Consid. VI. Nay, it is the unhappiness of all mankind, that their corruptions will in some measure be injurious to all that they have to do with; and it is impossible for such distempered sinners to live together, and not by their mistakes, or selfishness, or passions, to exercise the patience and forbearance of each other. Therefore you must either be malicious and revengeful against all mankind, or else against none on such accounts as are common to all.

Consid. VII. Observe also how easily you can forgive yourselves, though you do a thousand-fold more against yourselves, than ever any enemy did. It is not their wrongs or offences against you that you are in any danger of being damned for; you shall not suffer for their sins, but for your own. In the day of judgment, it is not your sufferings from others, but your own offences against God, that will be charged upon you: and if ever you be undone, it will be by these. Men or devils can never do that against you, which by every sin you do against yourselves. No robber, no oppressor, no persecutor, no deceiver, can ever hurt you so much as you hurt yourselves. And yet how gently do you take it at your own hands! How easily do you pardon it to yourselves! How lovingly do you think of yourselves! So far are you from malice or revenge against yourselves, that you can scarce endure to hear plainly of your sins! but are more inclined to bear malice against those that do reprove you. Judge whether this be equal dealing, and loving your neighbours as yourselves?

Consid. VIII. Consider how great a crime it is, for a worm to usurp the authority of God, and censure him for not doing justice, and to presume to anticipate his judgment, and take the sword as it were out of his hands, as all do that will be their own avengers. It is the magistrate, and not you, that beareth the sword of public justice; and what he doth not, God will do in his time and way. "Dearly beloved, avenge not yourselves, but rather give place unto wrath; for it is written, Vengeance is mine, I will repay, saith the Lord. Therefore if thine enemy hunger, feed him; if he thirst, give him drink; for in so doing thou shalt heap coals of fire on his head. Be not overcome of evil, (that is, the evil that is done against you,) but overcome evil with good," Rom. xii. 19-21. He that becometh a revenger for himself, doth by his actions as it were say to God, Thou art unjust, and dost not do me justice, and therefore I will do it for myself. And shall such an impatient, blaspheming atheist go unpunished?

Consid. IX. Consider how much fitter God is than you, to execute revenge and justice on your enemies. He hath the highest authority, and you have none: he is impartial and most just, and you are unrighteous and perverted by selfishness and partiality. He is eternal and omniscient, and seeth to the end, and what will be the consequent; and therefore knoweth the fittest season and degree; but you are short-sighted creatures, that see no further than the present day, and know not what will be to-morrow, and therefore may be ignorant of a hundred things, which would stop you and change your counsel if you had foreseen them.
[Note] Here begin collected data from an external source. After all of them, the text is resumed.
PR #3028, opened 2019-02-22
Removed "Exit from BOINC Manager", "Shut down connected client" menu entries on Linux

Germano0:
**Description of the Change**
On Linux distributions, BOINC runs as a service. Users must not be able to try stopping the service from Manager exit menu entry.
This leads to unexpected behaviour, like:
- service being killed;
- service still running.

Moreover, the Manager will no longer be able to connect to the client, unless the user connects to 127.0.0.1. Then if the Manager is connected to the client by using 127.0.0.1 address, the "Exit from BOINC Manager" entry will not show any frame asking the user if he wants to stop the service.
"Close Window" menu entry is enough to let the user close the Manager window.

**Alternate Designs**

**Release Notes**
Removed "Exit from BOINC Manager", "Shut down connected client" menu entries on Linux


AenBleidd:
@Germano0, please remove *.orig files from this pull request

Germano0:
> @Germano0, please remove *.orig files from this pull request

Right, I am sorry

Germano0:
> Also what will happen if before installing this version of BOINC Manager user already has option on Exit Confirmation Dialog Window 'Stop running tasks when exiting the BOINC Manager 'checked?

Probably the client will keep running because the only action triggered is [wxWindow::Close](https://docs.wxwidgets.org/trunk/classwx_window.html#a3e44f4a494fc9ef4346c4fba70c8de0c)

**Source code of BOINC Manager action for wxWindow::Close**
[void CBOINCBaseFrame::OnCloseWindow(wxCommandEvent& WXUNUSED(event)) ](https://github.com/BOINC/boinc/blob/master/clientgui/BOINCBaseFrame.cpp#L345)

**Source code of BOINC Manager action for wxWindow::wxID_EXIT**
[void CBOINCBaseFrame::OnExit(wxCommandEvent& WXUNUSED(event))](https://github.com/BOINC/boinc/blob/master/clientgui/BOINCBaseFrame.cpp#L354)

Germano0:
I deleted the two .orig files, but Github is still stuck on "changes requested"

JuhaSointusalo:
First of all, not all our Linux users run BOINC as service. You can argue to us that those users will just have to learn the Linux way but you are arguing to the wrong people. You'd need to tell our users how they can use BOINC. Good luck with that. Expect tar and feathers.

Second, if there really is a problem connecting to localhost after the client has been stopped and restarted then it's a bug and it needs to be fixed by, well, fixing it. Removing a menu option is not fixing the bug.

As for the changes. If only this PR is merged then users can't exit Manager. That is unacceptable. If this PR is merged along with your other PR that changes the Close window action to exit then users can exit Manager by selecting a menu entry that has a misleading name. That's bad UI/UX.

Another problem is that there is more than one way to exit Manager and have it stop the client. Trying to handle it by taking out menu options one by one seems hackish to me and a good way to miss some code paths.

Before you rush into making further changes. Right now I'm leaning strongly towards a no. While we have users stopping the service without realizing there is a service I don't believe this is the right way to deal with that. I think a better way would be have a better integration with service managers. That is, to continue to have the menu entries and dialogs in Manager but forward start and stop actions to service manager if the client is installed as a service. And to have that across platforms.

RichardHaselgrove:
I agree with @JuhaSointusalo 

Please cross-reference to the discussion in https://github.com/BOINC/boinc/pull/2969#issuecomment-466423510 and following.

truboxl:
Is removing "Shutdown connected client" necessary?
If I want to remotely shutdown a client on another PC from the GUI Manager then what should I do?

I may be the niche-st user out there using the Linux BOINC Manager as a standalone application to control other platforms of BOINC Client,
and I seriously do not want starting the Manager also starts the Client (meaning treating Manager and Client as separate programs).

It always dawns on me that I can't just
install BOINC Manager --> install BOINC Manager + BOINC Client
unlike
install BOINC Client --> install BOINC Client
in major Linux distros.

AenBleidd:
> If I want to remotely shutdown a client on another PC from the GUI Manager then what should I do?

If I remember correctly, there is no option to shutdown remote client in BOINC Manager. This option is available for local client only

RichardHaselgrove:
There is in Windows - I've just done it. What you can't do is restart the remote client remotely - fortunately this one was on the desk in front of me (which is why I'm sure it shut down, leaving a blank Manager on its own monitor).

AenBleidd:
Damn, I forgot about menu option. I just told about Exit Manager window. My bad.
@RichardHaselgrove, thank you for your answer

lfield:
The manager should not shutdown the client on Linux. By default it is run as a service. For those who start it a different way, they can use the same method to stop it. There is also an asymmetry with providing the stop functionally but no start functionally. I agree with @JuhaSointusalo that the connection issues is a bug but should be addressed separately. 

My only comment therefore would be about the code comments. The bit about the manager connection should be removed. And the rest should be shortened to one line. After making those changes I am happy to merge.

Germano0:
Aborting this pull request since I erased my fork repository so I am no longer able to edit the commit.
I opened a new pull request https://github.com/BOINC/boinc/pull/3094

tckosvic:
I find now that closing boinc manager shuts down the client.  I find this need to keep the manager running very annoying.  I currently use openSUSE 15.2.
Before I upgraded to 15.2, while running 15.,1 the boinc manager could be started and stopped and the client would keep running.  I dont know what version of boinc manager was running under 15.1 but i would like to return to it.  I accrued  1.5 million statistics points running 15.1  and starting boinc manager countless times.

The boinc manager with the annoying behavior is 7.16.6 version.  In the file tab it says "shut down connected client"  with no button for yes or no.

I would like to revert back to allow boinc client to keep running when manager it stopped.  I think services should only be turned off by OS system root purposefully and a manager turning off a service client is wrong to me.

I saw some discussion about this here and thought it a good place to post.

tom kosvic

LUGO022 (commented):
Thank you

PR #3034, opened 2019-02-26
Make server_status.php compatible with PHP 5.3

Rytiss:
**Description of the Change**
Array dereferencing is only supported in PHP 5.4+. Use a variable instead.

See http://php.net/manual/en/language.types.array.php#example-63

He is most wise and good, and knoweth what is fit for every person, and how to do good with as little hurt as may be in the doing of it; but you are ignorant of yourselves, and blinded by interest and passion, and are so bad yourselves, that you are inclined to do hurt to others. At least, for aught you know, you may miscarry in your passion, and come off with guilt and a wounded conscience; but you may be sure that God will not miscarry, but will do all in perfect wisdom, and righteousness, and truth.